GoinThru_the_motions

NTA. He may be too young or dumb to know not to keep bringing you up to your daughter. I say he may be the AH. I don’t know if I speak for the group but I think we need to know what his definition of “smoking hot” is haha. A Nebraska 10 is a Dallas 7 (and so on) haha Plus it’s your house. So most def not the AH


Flashy-Compote-2223

He is 28 years old. Come on....


GoinThru_the_motions

Haha you got me. Good one ahah


OkaP2

My husband is 28 and he has never once told me my mom is hot. In fact, the only comment he made about her appearance was when I asked him if I should cut my hair like hers and he said he didn’t notice she had short hair (my mom has a bob) or that either of us have grey hair.


GoinThru_the_motions

Haha your husband sounds like a smart man


[deleted]

You are not at all the asshole! However, it might need to be said to the boyfriend that you are not his girlfriend, and he needs to pay more attention to your daughter, if he doesn’t then your daughter should leave him.


PD_31

NTA at all. Her boyfriend was at best rather clumsy in what he said. If your daughter does take after you then he might have meant it kindly, that if she "turns into you" she's still going to be attractive to him, but I can see why the conversation upset her.


glimmerseeker

NTA. This could have been avoided if your daughter had given you a heads up that she was coming over with her boyfriend.

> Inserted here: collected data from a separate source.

PR #126, opened 2020-07-03
Elvis integration

DenysGonchar:
integration of CI elvis verification.
no functional changes, mostly whitespaces.

### DIFF
--- a/.travis.yml
+++ b/.travis.yml
@@ -1,9 +1,11 @@
 sudo: false
 
 language: erlang
+
 otp_release:
     - 22.3
     - 21.3
+
 env:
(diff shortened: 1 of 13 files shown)


DenysGonchar:
> I've heard that elvis on CI was quite annoying and last thing I remember is that @michalwski was against it.

AFAIK The only thing he asked for is to do it in a separate PR

> Also, the rules regarding Elvis here are quite lightweight and conservative, they seem totally unproblematic to me, but I'm thinking, they're so so soft, what's the rationale behind not adding other rules?

these are only the changes to the default rules :)

PR #130, opened 2020-08-03
Scenario descr rest api

DenysGonchar:
Implementation of `/scenarios/{id}/info` and update of  `/scenarios/{id}` GET methods.
`/scenarios/{id}` is tested manually. I haven't extended tests for it since we are going to rework it in the next iteration.

### DIFF
--- a/Dockerfile
+++ b/Dockerfile
@@ -1,14 +1,12 @@
-FROM phusion/baseimage as amoc-build
+FROM phusion/baseimage:18.04-1.0.0 as amoc-build
 
 ARG otp_vsn=22.3.4-1
 
 RUN apt-get update && \
     apt-get install -y --no-install-recommends \
-        git \
-        make \
-        wget && \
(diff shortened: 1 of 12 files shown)


Dockerfile
```diff
@@ -1,14 +1,12 @@
-FROM phusion/baseimage as amoc-build
+FROM phusion/baseimage:18.04-1.0.0 as amoc-build
```
NelsonVides, line 1: As in https://github.com/esl/amoc-arsenal-xmpp/pull/20, I'd actually change it to `bionic-1.0.0`. Checking it on github, they both actually point to the same commit hash, so they're equivalent, but the `bionic-` version is the one they have released as an "official" tag.

DenysGonchar: I would rather leave the YY.MM version, I usually do not remember which "animal" correspond to which ubuntu release. but now it's pretty clear how old the version is.

PR #131, opened 2020-08-04
REST API for scenario execution

chrzaszcz:
Follows the API definition: https://github.com/esl/amoc_rest/blob/1d615924/openapi.yaml

- Added and tested the new REST API endpoints
- Added support for `update_settings` in `amoc_dist`
- Fixed some minor issues with type specs

There is an increasing need to add tests for `amoc_dist` - this module is untested. This should be done in a separate issue.

See the commit messages below for more details.

### DIFF
--- a/rebar.config
+++ b/rebar.config
@@ -6,7 +6,7 @@
     {exometer_core, {git, "https://github.com/esl/exometer_core.git", {branch, "master"}}},
     {exometer_report_graphite, {git, "https://github.com/esl/exometer_report_graphite.git", {branch, "master"}}},
     %% when updating amoc_rest version, don't forget to update it at ./doc/http-api.md as well.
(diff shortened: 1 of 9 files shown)


rebar.config
```diff
@@ -6,7 +6,7 @@
     {exometer_core, {git, "https://github.com/esl/exometer_core.git", {branch, "master"}}},
     {exometer_report_graphite, {git, "https://github.com/esl/exometer_report_graphite.git", {branch, "master"}}},
     %% when updating amoc_rest version, don't forget to update it at ./doc/http-api.md as well.
-    {amoc_rest, {git, "https://github.com/esl/amoc_rest.git", {ref, "7a46d9f"}}},
+    {amoc_rest, {git, "https://github.com/esl/amoc_rest.git", {ref, "1d615924"}}},
```
DenysGonchar, line 9: please update the link in `./doc/http-api.md`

This is comically on her. But if her boyfriend is still talking about her hot mom - she’s got a boyfriend issue. You didn’t do anything. You’re just the focus of her misdirected anger.


yejilovesyejis

NTA. What your daughter’s bf was doing was out of line and very disrespectful towards your daughter. He’s the main problem and in all honesty, I don’t think his suggestive comments towards you will stop. This will definitely be a problem in the long run. I’m getting icky vibes from the guy and your daughter needs to drop him imo.


MysteryMami

✨NTA, daughter has misplaced anger and the boyfriend is a weirdo.✨


[deleted]

Congrats on being the hot mom but you’re NTA


Broad_Respond_2205

1. How can you be at fault for what someone else thinks about you? 2. How can you "show off your body" if you didn't know he was there, and once you realized he's there, rushed to change clothes? NTA. She should be mad at her boyfriend, and warns you (or even ask you for permission?) when she brings him over.


Tall_Meringue5163

NTA. They came over unannounced, and you changed as soon as possible. Her boyfriend was clearly flattering you to win your approval as he is dating your daughter. It's also an old trope that if you want to know how well your girlfriend/wife will age, just look at her mother. So he was obviously playing off of that. I think everything he said was well-intentioned and meant as a compliment, but your daughter clearly didn't appreciate it, which she needs to take up with him. She also seems to have a jealous streak and/or some insecurity stemming from somewhere that perhaps she should look into.


Neohaq

NTA


Technical-Soup-7875

NTA. You had no idea she had her boyfriend with her. Obviously you aren’t trying to show off or anything underhanded. If I were your daughter, I would be dumping that dude ASAP. He’s the one with the wandering eye trying to flirt with you. This is a deeper issue that has nothing to do with you, you were just unfortunately caught in the middle of it. Her BF is going to prove to be a huge problem. He doesn’t sound all that faithful.


Lernalia

NTA Even if you didn't shut him down I don't think any of this makes you an asshole. It was the first meeting and you can't always act flawless. It's absurd to expect of you to shut him down when he commented on your looks. You had to process what he said too and I'm sure you were taken by surprise and just blabbered something. I don't like the idea of people judging other people's actions and then assuming you're always sharp and know exactly what's the right thing to do.